La méthode a un inconvénient. Le récit proprement biographique, où manquent un peu les témoignages extérieurs, est parfois comme court-circuité par cette manière de convoquer des écrits et des textes largement postérieurs. Des choses semblent dites trop tôt. Si Claude Simon par exemple ne se souvient d’avoir éprouvé - il avait 10 ans -, à la mort de sa mère, qu’une «sorte d’ahurissement», peut-être n’était-il pas judicieux de citer là les mots que, plus de soixante-dix ans après, il a trouvés dans L’Acacia pour décrire la maladie de sa mère, métamorphose de «la paresseuse génisse», héritière d’une «forteresse à la somnolente respectabilité», en marionnette tragique au «bec de rapace». À ce moment-là de la biographie, alors que vient d’être citée une lettre effroyablement émouvante de la mère mourante à son enfant, les mots de l’extrême maturité sont trop forts, presque incompréhensibles, et, au lecteur novice de Claude Simon, cette génisse pourrait sembler affreusement cynique. Mais ce n’est qu’un détail, qui n’enlève rien à la très grande qualité du livre.
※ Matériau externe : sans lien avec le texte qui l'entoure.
PR #422, opened 2023-12-22
Decouple low-level components from `net::Receice`

thomaseizinger:
Currently, `net::Receive` is used to parse and de-multiplex incoming messages between STUN, DTLS, RTP and RTCP. `Rtc` however does not use the parsed message and instead passes on the entire `net::Receive` struct to the sub-components. This requires each low-level component like `Dtls`, `Session` and `IceAgent` to revalidate that they are in fact only being passed the data that they can handle.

Les chapitres sur la jeunesse, le collège Stanislas, le récit du voyage de 1937 (nourri de carnets inédits), celui de la déroute des Flandres (où l’on mesure l’écart entre le récit que Claude Simon s’est fait pour lui-même, en 1990, de la chute de la première bombe et une page de La Route des Flandres), celui de la captivité, de l’évasion, de l’Occupation, tout est passionnant. Plus d’un lecteur découvrira avec surprise le jeune Claude Simon, peintre autodidacte, en grande conversation avec Raoul Dufy, et la place de la réflexion sur la peinture, celle de Cézanne (avant la découverte de Picasso et du cubisme), dans le déclenchement de l’écriture des premiers romans. Claude Simon les reniera, comme il reniera ses peintures, mais peu importe. De Dufy, il retiendra qu’il faut «savoir abandonner le tableau que l’on voulait faire au profit de celui qui se fait» , et de Cézanne, l’exigence fondatrice de la composition.